熱心な創価学会員たちが「平和」の指導者と仰ぐ池田大作氏よ、かつての発言を実行に移す時である。昨今の世界情勢を嘆かわしく思う創価学会員たちは、尊敬する「池田先生」によって、ロシアとウクライナをはじめとした他国との間に「友情の橋」がかけられることを心待ちにしているに違いない。

無論、幾度に及ぶ創価学会側の協定違反により、「『創共協定』は発表直後から死文化の道をたどった」(同書)と、佐高信氏が指摘しているように、約束を反故にすることを厭わない池田氏に、かつての発言責任を果たす「有言実行」を期待するのは、端から無理な話なのかもしれない。ならば、本年7月に控えた参議院議員選挙の「闘争」に注力するのではなく、創価学会の組織や会員たちが、「池田先生」の弟子として、戦争回避の行動を起こすべき時なのではないか。昨年(2021年)11月に制定された「創価学会 社会憲章」前文に、「全世界の創価学会の各組織及び会員は、仏法の生命尊厳観を基調に平和・文化・教育に貢献するとの目的と使命を共有する」と謳われているのだから、その使命を果たすべきであろう。

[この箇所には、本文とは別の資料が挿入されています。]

PR #1663, opened 2015-06-25
Parameterize Content-Type for SMTP action

jfryman:
This PR updates the `core.smtp` action to take `Content-Type` parameters of both `text/html` and `text/plain`. This repairs issues when attempting to send plain text, and having linefeeds not being respected.

Reported from IRC via hikertechy

/cc #1664


contrib/core/actions/sendmail.yaml
```diff
@@ -21,6 +21,14 @@ parameters:
     position: 0
     required: true
     type: string
+  content_type:
+    type: string
+    description: Content type of message to be sent
+    enum:
+      - "text/plain"
+      - "text/html"
+    default: "text/plain"
```
manasdk: Changing the default here - should the default be preserved?

manasdk:
+1

contrib/core/actions/send_mail/send_mail
```diff
@@ -18,7 +20,7 @@ if [[ -z "${BODY// }" && $SEND_EMPTY_BODY == 'True' ]] || [[ -n $BODY ]]; then
 TO: ${TO}
 FROM: ${FROM}
 SUBJECT: ${SUBJECT}
-Content-Type: text/html
+Content-Type: ${CONTENT_TYPE}
 
 ${BODY}
 <br><br>
```
Kami: Should probably also replace this with "\n" if content type is text/plain.

Besides that, LGTM.

PR #1667, opened 2015-06-27
CLI, Mistral "end_timestamp" bug fix

Kami:
This pull request fixes two bugs:

1. CLI throwing an exception when displaying a result for a failed Mistral workflow run.
2. CLI not displaying `end_timestamp` attribute for Mistral workflows. In this case the problem lied in the querier module - we never set `end_timestamp` attribute for a LiveActionDB object which has completed.


Kami:
To clarify the `end_timestamp` issue - we did actually assign `end_timestamp`on the ActionExecutionDB object, but we didn't assign it on the `LiveActionDB` and CLI happens to use `LiveActionDB` in this case.

One lesson we also get out of this is that we should get rid of LiveActionDB stuff.

PR #1668, opened 2015-06-29
Setuptools packaging improvements - make each st2 component packagable and installable via  package

Kami:
This pull requests builds on top of of #1647.

It includes the following changes and improvements:

TODO:

- [ ] Verify it doesn't break our current release workflows
- [ ] Add end to end tests
- [ ] Add new workflow steps for generating Python package distributions and publishing to to PyPi (not needed right now)


Kami:
@dennybaa Can you please work on end to end tests in the `st2tests` repo?

Kami:
I've added some docs which explains how everything works and how to manage the requirements - c0abf833582df556d4743c0596f8394e29d6bd65

Eventually I will move this to the "Developer" section in our docs.

PR #1672, opened 2015-06-30
Create shadow tigger on internal trigger registration

manasdk:
* Previously internal trigger registration was via the API which automatically
  handled shadow trigger registration. Since that was skipped to registering
  in st2api the shadow trigger registration was also dropped leading to regressions.
* Added registration back in and also some basic test to validate shadow trigger
  creation.

Testing -

Validated that creation of `notify_hubot` from the hubot pack works.

```
$ st2 rule create notify_hubot.yaml
+-------------+--------------------------------------------------------+
| Property    | Value                                                  |
+-------------+--------------------------------------------------------+
| id          | 5592174132ed355332f81a8e                               |
| name        | chatops.notify_hubot                                   |
| pack        | default                                                |
| description | Notification rule to send messages to Hubot            |
| action      | {                                                      |
|             |     "ref": "hubot.post_result",                        |
|             |     "parameters": {                                    |
|             |         "user": "{{trigger.data.user}}",               |
|             |         "channel": "{{trigger.data.source_channel}}",  |
|             |         "result": "{{trigger}}"                        |
|             |     }                                                  |
|             | }                                                      |
| criteria    | {                                                      |
|             |     "trigger.channel": {                               |
|             |         "pattern": "hubot",                            |
|             |         "type": "equals"                               |
|             |     }                                                  |
|             | }                                                      |
| enabled     | True                                                   |
| ref         | default.chatops.notify_hubot                           |
| tags        |                                                        |
| trigger     | {                                                      |
|             |     "type": "core.st2.generic.notifytrigger",          |
|             |     "parameters": {},                                  |
|             |     "pack": "core"                                     |
|             | }                                                      |
+-------------+--------------------------------------------------------+
```

### DIFF
--- a/st2common/st2common/triggers.py
+++ b/st2common/st2common/triggers.py
@@ -13,17 +13,45 @@
 # See the License for the specific language governing permissions and
 # limitations under the License.
 
+import six
+
+from mongoengine import ValidationError
 from oslo_config import cfg
 
 from st2common import log as logging
 from st2common.constants.triggers import (INTERNAL_TRIGGER_TYPES, ACTION_SENSOR_TRIGGER)
-from st2common.services.triggers import create_trigger_type_db
+from st2common.exceptions.db import StackStormDBObjectConflictError
+from st2common.services.triggers import create_trigger_type_db, create_shadow_trigger
 
 __all__ = [
     'register_internal_trigger_types'
 ]
 
 LOG = logging.getLogger(__name__)
+
+
+def _register_internal_trigger_type(trigger_definition):
+    trigger_type_db = create_trigger_type_db(trigger_type=trigger_definition)
+
+    # trigger types with parameters do no require a shadow trigger.
+    if not trigger_type_db.parameters_schema:
+        LOG.info('Registered trigger: %s.', trigger_definition['name'])
+        try:
+            trigger_db = create_shadow_trigger(trigger_type_db)
+
+            extra = {'trigger_db': trigger_db}
+            LOG.audit('Trigger created for parameter-less TriggerType. Trigger.id=%s' %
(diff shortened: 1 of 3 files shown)


Kami:
Good catch :+1: 

A future improvement would be to add a new method to `services/triggers.py` module which creates a `TriggerTypeDB` and shadow `TriggerDB` if needed (e.g. `create_trigger_type_db_with_shadow_trigger`).

Currently we have two different ways / code paths for doing that (one in the API and one in the internal trigger registrar code).

manasdk:
Yes. I know about the multiple paths and I will collapse into a single path. Needed to get the change in without more regression so took the simpler approach. In fact I pretty much copied the code over from the API controller.

All this needs some rethink especially how the exceptions will get thrown etc so prior to changing more behavior I decided to keep the code separate. Once I get some time to think about the right solution I shall rework everything into a shared code path.

Kami:
Yeah, that's fine.

I also always go with "tests" + "simple approach" since once the tests are in place it's easier to refactor the code.

st2common/st2common/triggers.py
```diff
@@ -26,6 +30,30 @@
 LOG = logging.getLogger(__name__)
 
 
+def _register_internal_trigger_type(trigger_definition):
+    trigger_type_db = create_trigger_type_db(trigger_type=trigger_definition)
+
+    # trigger types with parameters do no require a shadow trigger.
+    if not trigger_type_db.parameters_schema:
+        LOG.info('Registered trigger: %s.', trigger_definition['name'])
```
Kami: Minor thing - this log message should be outside of the if statement.

PR #2836, opened 2016-07-27
[WIP] [NSFW] StackStorm Exchange

emedvedev:
Before I start describing what this PR is for, let me draw attention to this wonderful comment, a model example of thrilling writing worthy of being inscribed in front of a dragon cave if only said caves existed in real life:

```
#####
# !!!!!!!!!!!!!!
# !!! README !!!
# !!!!!!!!!!!!!!
#
# This NEEDS a rewrite. Too many features and far too many assumption
# to keep this impl straight any longer. If you only want to read code do
# so at your own peril.
#
# If you are here to fix a bug or add a feature answer these questions -
# 1. Am I fixing a broken feature?
# 2. Is this the only module in which to fix the bug?
# 3. Am I sure this is a bug fix and not a feature?
#
# Only if you can emphatically answer 'YES' to allow about questions you should
# touch this file. Else, be warned you might loose a part of you soul or sanity.
#####
```

This PR is partially dedicated to rewriting and refactoring this file, and while I might need to get my soul checked afterwards, it still needs to be done.

Let's get to the point: since we're moving to the "one pack = one repo" model and StackStorm Exchange instead of st2contrib, I'm rewriting `packs.install` in a way that would install packs either from a default org (specified in the config), or from a git repo, no longer assuming that a repo might have multiple packs.

The only two parameters we need for `packs.install` in this PR are `name_or_url` and `ref`. A temporary regression is that only one pack at a time can be installed right now, but for multiple packs I'll probably need to convert the chain into a `with-items` workflow and then @enykeev will punch me in the face. Ouch.

Combined with @enykeev's new API endpoints, we can now set actions for creating and installing packs from the Exchange through CLI and—some time later—Web UI. There are still things to be worked out, but it works for the most part. It's just a start though.

Exchange is at https://github.com/StackStorm-Exchange right now. I'll add the team to owners once I'm done with testing, and at some point we'll have to start transferring packs.


emedvedev:
Reload is also something that has to be reworked in both `packs.install` and `packs.uninstall` as Kirill pointed out, but the scope of this particular PR is mostly confined to `packs.download` changes.

contrib/packs/actions/download.yaml
```diff
@@ -5,23 +5,15 @@
...
-    packs:
-      type: "array"
-      items:
-        type: "string"
-    repo_url:
+    name_or_url:
       type: "string"
-      default: "StackStorm/st2contrib"
-    branch:
+    ref:
```
enykeev: Can we call it `git_ref` or `gitref`, please? For me, it has a strong mental connection to `ref_or_id` from API layer and causes lots of confusion even after I figured what you meant by that.

contrib/packs/actions/download.yaml
```diff
@@ -5,23 +5,15 @@
   enabled: true
   entry_point: "pack_mgmt/download.py"
   parameters:
-    packs:
-      type: "array"
-      items:
-        type: "string"
-    repo_url:
+    name_or_url:
```
enykeev: `name_or_url` at the same time looks awfully verbose to me. How about `pack`?

contrib/packs/actions/pack_mgmt/download.py
```diff
@@ -66,50 +40,28 @@ def __init__(self, config=None, action_service=None):
         self._subtree = None
         self._repo_url = None
 
-    def run(self, packs, repo_url, abs_repo_base, verifyssl=True, branch='master', subtree=False):
+    def run(self, name_or_url, ref, abs_repo_base, verifyssl=True, branch='master'):
```
enykeev: `branch` is still in signature

contrib/packs/actions/pack_mgmt/download.py
```diff
@@ -66,50 +40,28 @@ def __init__(self, config=None, action_service=None):
         self._subtree = None
         self._repo_url = None
```
enykeev: both are not needed anymore

contrib/packs/actions/download.yaml
emedvedev: Yeah, `ref` is pretty much a working title. I like `version` the most, honestly, but to use this word we need to make people follow at least some basic convention with branching/tagging. :) Think `version` would be ok? I'm fine with `gitref`, too, but it's slightly more confusing for new users.

enykeev: `rev` as in revision - that's the word we're looking for. It can be particular version, hash, branch or tag.

contrib/packs/actions/pack_mgmt/download.py
```diff
@@ -120,47 +70,43 @@ def _clone_repo(repo_url, verifyssl=True, branch='master'):
         Repo.clone_from(repo_url, abs_local_path, branch=branch, depth=1)
         return abs_local_path
 
-    def _move_packs(self, abs_repo_base, packs, abs_local_path, subtree):
+    def _move_pack(self, abs_repo_base, pack_name, abs_local_path):
```
dzimine: The logic remains "clone to temp, move to `opt/stackstorm/packs`? If so, why? why not clone to the location? Again, the requirement is I go to `/opt/stackstorm/packs/mypack` and do `git status`there, and all the other git operations. It may still  work as we move `.git`, just want to better understand what is a good reason of intermediate copy?

emedvedev: We move `.git`, so you'll be able to—I double-checked it. :)

One simple reason for cloning to temp first — if the pack is already there, we don't want to mess up the config (see L86 and below).

contrib/packs/actions/download.yaml
```diff
@@ -5,23 +5,16 @@
   enabled: true
   entry_point: "pack_mgmt/download.py"
   parameters:
-    packs:
-      type: "array"
-      items:
-        type: "string"
-    repo_url:
+    pack:
```
dzimine: Do we assume StackStorm exchange as the only source of packs? How do run pack install from my local git? Getting it from some random git server is a major use case; and unlike github, we don't even have a concept of org in this case. User will install packs from a mixture of Github/st2exchange, Github/foo, Github/bar, and private git server.

emedvedev: https://github.com/StackStorm/st2/blob/8e32faf5cfbb7ea747f088ef2d82c980e7d978ec/contrib/packs/actions/install.meta.yaml#L13

>       description: "Name of the pack in Exchange or a git repo URL"

dzimine: You absolutely need a description to `pack`. I looked down to code and looks like it may be quite a few things :)

emedvedev: And this: https://github.com/StackStorm/st2/blob/8e32faf5cfbb7ea747f088ef2d82c980e7d978ec/contrib/packs/actions/pack_mgmt/download.py#L170

So we don't, of course. If it's just a name of the pack, like `sensu`, it'll be downloaded from exchange. If it's a git url, and not a name, it'll be downloaded from git.

emedvedev: We have a description in `install.meta.yaml`, you're not really supposed to launch `download` on its own. :) Still, fair point.

contrib/packs/actions/workflows/install.yaml
```diff
@@ -4,10 +4,8 @@
       name: "download"
       ref: "packs.download"
       parameters:
-        repo_url: "{{repo_url}}"
-        branch: "{{branch}}"
-        packs: "{{packs}}"
-        subtree: "{{subtree}}"
+        pack: "{{pack}}"
```
dzimine: Install will need more modifications.

dzimine:
I only looked briefly so if I missed a point or two, apologies. 

In addition to inline notes, more on the spec. As I mentioned in https://github.com/StackStorm/discussions/issues/188
>
Most packs require configuration, how to balance the "ease" of pack installation with the need to configure? One idea: 
		* `st2 pack get` - git clone pack, setup virtual env
		* `st2 pack configure` - CLI offers to input config params interactively and writes to stackstorm/config/<pack>.yaml, and also tells user "you can as well do it manually, link to docs".
		* `st2 pack install` is "`get`, `configure` (here it asks user for parameters), `load`" 
>

Just think through getting a pack that requires installation (you may write docs first :) )

dzimine:
`StackStorm-Exchange` - do we really need a `-`? Opinions?

emedvedev:
> StackStorm-Exchange - do we really need a -? Opinions?

https://github.com/sensu-plugins
https://github.com/hubot-scripts

Seems to be the norm :) I was considering having no dash, and also something like St2-Exchange, but didn't like either.

emedvedev:
> * st2 pack configure - CLI offers to input config params interactively and writes to stackstorm/config/.yaml, and also tells user "you can as well do it manually, link to docs".

This is a great idea, especially with the new config schema changes. I think we shouldn't really have a separate command for `get` though: if the user wants to go the manual way, they're on their own. A flag for non-interactive installation would be better (i.e. leave the config empty and—optionally—not register a pack if something's required but not filled in).

To sum it up, definitely something we need to consider, but I'm not sure it's a priority for step 1. If we start nitpicking at this point, the scope of the first release will become monstrous and get out of control. I'd rather keep design discussions in https://github.com/StackStorm/discussions/issues/188 unless it's something that's already in the PR.

enykeev:
> Seems to be the norm :) I was considering having no dash, and also something like St2-Exchange, but didn't like either.

`st2exchange`. Why complicate things?

contrib/packs/actions/pack_mgmt/download.py
enykeev: > The logic remains "clone to temp, move to opt/stackstorm/packs? If so, why? why not clone to the location?

From what I can tell, we were cloning to temp location to be able to work with subtree. Since we don't have a subtree option now, we should indeed clobne to packs folder directly, but this would mean you can't install the same pack twice (think of git error 'directory is not empty' on clone). Which may not actually be a bad thing considering there is no obvious way to go about it.

emedvedev:
> st2exchange. Why complicate things?

Because our main org (not repo) is `StackStorm`, not `st2` :)

contrib/packs/actions/pack_mgmt/download.py
emedvedev: We can either check for the dir and abort the install if it's not empty, as @enykeev says (a sensible approach), or update the pack and keep the config (that's what we do now, and that's why we have temp clone). I'd go for the latter, at least for now—makes things easier for user, and even a bit easier for us.

enykeev:
Closing in favor of https://github.com/StackStorm/st2/pull/2842

Issue #2837, opened 2016-07-27
Request for sort ordering execution list results


bri365:
Allow users to specify sort order when requesting a list of executions.

When troubleshooting slow/overloaded systems, getting the oldest action/workflow in a given state is very helpful, especially as the API will only return a limited number of executions, so finding the oldest running action can required going directly to mongo.

Perhaps '-r' or '--reverse' for oldest to newest?

Kami:
I believe API already supports that. In case it doesn't, it should be easy to add support for it (just need to update a class variable on the API controller class).

Same goes for CLI - should be quite easy to add support for a new flag. Do you want to take a stab? :)

In any case, I'm fine with "-r" flag (if it's not already used for something else). Otherwise perhaps `--sort desc/asc`.

bri365:
I'll drop it in my queue :-)

PR #2839, opened 2016-07-27
Enhancement: add option to sort in descending order - ascending is default

bri365:
Add execution list sort ordering as requested in [issue 2837](https://github.com/StackStorm/st2/issues/2837) 

Added command line argument -s | --sort asc|desc (ascending is the current default sort order)

Added check for 'desc' in api (to mesh with overrides for -tg or -tl)

### DIFF
--- a/st2api/st2api/controllers/v1/actionexecutions.py
+++ b/st2api/st2api/controllers/v1/actionexecutions.py
@@ -376,7 +376,7 @@ class ActionExecutionsController(ActionExecutionsControllerMixin, ResourceContro
         if 'timestamp_lt' in kw:
             query_options = {'sort': ['-start_timestamp', 'action.ref']}
             kw['query_options'] = query_options
-        elif 'timestamp_gt' in kw:
+        elif 'timestamp_gt' in kw or 'sort_desc' in kw:
             query_options = {'sort': ['+start_timestamp', 'action.ref']}
             kw['query_options'] = query_options
 
--- a/st2api/st2api/controllers/v1/actionexecutions.py
+++ b/st2api/st2api/controllers/v1/actionexecutions.py
@@ -373,10 +373,10 @@ class ActionExecutionsController(ActionExecutionsControllerMixin, ResourceContro
 
         # Use a custom sort order when filtering on a timestamp so we return a correct result as
         # expected by the user
-        if 'timestamp_lt' in kw:
+        if 'timestamp_lt' in kw or 'sort_desc' in kw:
             query_options = {'sort': ['-start_timestamp', 'action.ref']}
             kw['query_options'] = query_options
-        elif 'timestamp_gt' in kw or 'sort_desc' in kw:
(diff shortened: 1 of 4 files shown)


bri365:
@Kami I'm a little confused by test_default_sort in st2api/tests/unit/controllers/v1/test_executions_filters.py:
it appears to be verifying the last json item has the lowest timestamp, which is not the observed behavior from st2 commands (with -j to see raw json)

Kami:
Great, thanks for this PR.

As far as tests go and CLI ordering goes - I believe that's a CLI only ordering. If you hit API directly (`curl http://127.0.0.1:9101/v1/executions`) you should get back the response in the default sort order.

Kami:
So far the PR looks good, it just needs some tests :)

st2api/st2api/controllers/v1/actionexecutions.py
```diff
@@ -376,7 +376,7 @@ def get_all(self, exclude_attributes=None, **kw):
         if 'timestamp_lt' in kw:
```
Kami: For explicitness sake, I would also add `or 'sort_desc' in kw:` here so it's consistent with the elif clause below.

st2api/st2api/controllers/v1/actionexecutions.py
```diff
@@ -376,7 +376,7 @@ def get_all(self, exclude_attributes=None, **kw):
...
             query_options = {'sort': ['-start_timestamp', 'action.ref']}
             kw['query_options'] = query_options
-        elif 'timestamp_gt' in kw:
+        elif 'timestamp_gt' in kw or 'sort_desc' in kw:
```
Kami: Actually, shouldn't this be `sort_asc`, since `+start_timestamp` implies sorting in ascending order (smallest aka oldest executions first)?

I know it's probably a bit confusing right now since CLI options and filters don't always map directly to the API ones and we do some additional formatting and sorting in the CLI...

bri365: yes, I think I can wrap my head around that.  I like explicitly including them as well.

st2client/st2client/commands/action.py
```diff
@@ -975,6 +980,11 @@ def run(self, args, **kwargs):
             kwargs['timestamp_gt'] = args.timestamp_gt
         if args.timestamp_lt:
             kwargs['timestamp_lt'] = args.timestamp_lt
+        if args.sort_order:
+            if args.sort_order in ['asc', 'ascending']:
```
lakshmi-kannan: I have a feeling this asc and desc might get confusing for user. So maybe add help strings - "earliest first" and "latest first" will make it less so.

Kami: What @lakshmi-kannan said (CLI only).

Besides that, LGTM :+1:

bri365: Great point @lakshmi-kannan - I'll get it updated today or tomorrow

Kami:
Merged, thanks!

PR #2840, opened 2016-07-28
Validate config values against the config schema

Kami:
This pull request adds `--register-validate-configs` flag to the `st2-register-content` script.

If this flag is available, new-style config values are validated against the config schema if config schema is available. As mentioned in the past, this works along the whole gradual / optional typing story so the validation is not enabled by default right now, but a user can opt-in using a flag mentioned above.

It's also to important to note that only "static" config values are validated during the registration phase. Dynamic ones are resolved during run-time so those can only be validated during run-time (when a sensor is instantiated for sensors and when action is ran for actions). That's not something I will do in this PR, but I will introduce support for that at some point in the future (baby steps).

Usage:

```bash
st2-register-content --config-file conf/st2.dev.conf --register-configs --register-validate-configs
```

Example output on failure:

```bash
2016-07-29 14:20:50,296 INFO [-] Connecting to database "st2" @ "0.0.0.0:27017" as user "None".
2016-07-29 14:20:50,410 INFO [-] =========================================================
2016-07-29 14:20:50,411 INFO [-] ############## Registering configs ######################
2016-07-29 14:20:50,411 INFO [-] =========================================================
2016-07-29 14:20:50,975 WARNING [-] Failed to register configs: Failed validating config for pack "aws": 1 is not of type u'string'

Failed validating u'type' in schema['properties'][u'region']:
    {u'default': u'us-east-1',
     u'description': u'AWS region to use.',
     u'required': True,
     u'type': u'string'}

On instance[u'region']:
    1
  File "./st2common/bin/st2-register-content", line 22, in <module>
    sys.exit(content_loader.main(sys.argv[1:]))
  File "/data/stanley/st2common/st2common/content/bootstrap.py", line 359, in main
    register_content()
  File "/data/stanley/st2common/st2common/content/bootstrap.py", line 343, in register_content
    register_configs()
  File "/data/stanley/st2common/st2common/content/bootstrap.py", line 307, in register_configs
    raise e
jsonschema.exceptions.ValidationError: Failed validating config for pack "aws": 1 is not of type u'string'

Failed validating u'type' in schema['properties'][u'region']:
    {u'default': u'us-east-1',
     u'description': u'AWS region to use.',
     u'required': True,
     u'type': u'string'}

On instance[u'region']:
    1
```

## TODO

- [x] Tests
- [x] Documentation updates - https://github.com/StackStorm/st2/pull/2840

### DIFF
--- a/st2common/st2common/content/bootstrap.py
+++ b/st2common/st2common/content/bootstrap.py
@@ -56,10 +56,6 @@ def register_opts():
         cfg.BoolOpt('policies', default=False, help='Register policies.'),
         cfg.BoolOpt('configs', default=False, help='Register and load pack configs.'),
 
-        # Config related options
-        cfg.BoolOpt('validate-configs', default=False,
-                    help=('Validate config values against config schema if schema is available.')),
-
         cfg.StrOpt('pack', default=None, help='Directory to the pack to register content from.'),
         cfg.BoolOpt('setup-virtualenvs', default=False, help=('Setup Python virtual environments '
                                                               'all the Python runner actions.')),
@@ -288,7 +284,6 @@ def register_policies():
 def register_configs():
     pack_dir = cfg.CONF.register.pack
     fail_on_failure = not cfg.CONF.register.no_fail_on_failure
-    validate_configs = cfg.CONF.register.validate_configs
 
     registered_count = 0
 
@@ -298,7 +293,7 @@ def register_configs():
         LOG.info('=========================================================')
         registered_count = configs_registrar.register_configs(pack_dir=pack_dir,
                                                               fail_on_failure=fail_on_failure,
-                                                              validate_configs=validate_configs)
+                                                              validate_configs=True)
     except Exception as e:
         exc_info = not fail_on_failure
         LOG.warning('Failed to register configs: %s', e, exc_info=exc_info)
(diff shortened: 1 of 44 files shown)


st2common/st2common/content/bootstrap.py
```diff
@@ -56,10 +56,15 @@ def register_opts():
         cfg.BoolOpt('policies', default=False, help='Register policies.'),
         cfg.BoolOpt('configs', default=False, help='Register and load pack configs.'),
 
+        # Config related options
+        cfg.BoolOpt('validate-configs', default=False,
```
Kami: I'm also open to a better flag name - suggestions welcome.

Kami:
Docs at https://github.com/StackStorm/st2/pull/2840

st2common/st2common/content/bootstrap.py
lakshmi-kannan: I've no idea why we want a flag for this? If there is a schema, we should by default validate and throw an error. We now have flags for skip failure or abort (default). I think those should be enough.

lakshmi-kannan:
I really like the validation change but i think the flag to turn on the validation is excessive IMO. We should try and reduce the number of flags and not add more :P.

Kami:
I'm fine with making validation mandatory if config schema exists.

Kami:
I will make the changes tomorrow - turn it on by default and remove the flag.

PR #2841, opened 2016-07-29
Making jsexpose more flexible

enykeev:
Allows creating controllers with optional body and reuse the same controller for url's of any depth.

Controller with this signature
```
@jsexpose(body_cls=..., arg_types=[str, int, str])
def post(self, body, type, id, property):
```
will successfully handle all this rest calls
```
POST /document/112/header/ -> post(body=({...} or None), type='document', id=112, property='header')
POST /document/112/ -> post(body=({...} or None), type='document', id=112, property=None)
POST /document/ -> post(body=({...} or None), type='document', id=None, property=None)
```

### DIFF
--- a/st2api/st2api/controllers/v1/actions.py
+++ b/st2api/st2api/controllers/v1/actions.py
@@ -144,7 +144,7 @@ class ActionsController(resource.ContentPackResourceController):
 
     @request_user_has_resource_db_permission(permission_type=PermissionType.ACTION_MODIFY)
     @jsexpose(arg_types=[str], body_cls=ActionCreateAPI)
-    def put(self, action_ref_or_id, action):
+    def put(self, action, action_ref_or_id):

人びとの「平和」な日常がこんなにも脆く暴力によって破壊され、「世界平和」の具現化がいかに難しいものであるのか、私たちは今回のロシアによるウクライナ侵攻の報道によって、改めて突き付けられている。日本の宗教団体の中で、創価学会ほど、「平和」の文字を多用してきた集団は他にない。しかし、これまで発行された多数の創価学会関連の刊行物で、「平和」の文字をやたら目にする割には、創価学会の「平和」への貢献度は非会員にとっては不明確なままであり、具体性に乏しいと言わざるを得ない。口先だけの吹聴で、創価学会が「平和」を強調すればするほど空虚な響きを覚えるのは、筆者だけではないだろう。「言葉と、生きていく。」を、創価学会の機関紙「聖教新聞」宣伝の標語に掲げている以上、創価学会関係者は、「言葉」を大切に、自分たちの発言に責任をもって「有言実行」に取り組んでほしいものである。

 

今こそ、「核廃絶」に向けた本気の取り組みを

かつて日中国交正常化の進展に大きく寄与した公明党委員長・竹入義勝氏による貢献が、公明党結党以来、最大の功績ではなかったか、と筆者はみている。創価学会では、1968年の学生部総会において、当時池田会長による中国との国交正常化の必要性を訴えた提言が「日中国交正常化」の扉を開いたと喧伝されているが、実際の行動を起こしたのは竹入氏である(井上正也「『竹入メモ』日中国交正常化を進めた公明党委員長の独断専行」『外交』vol.7、2011年、参照)。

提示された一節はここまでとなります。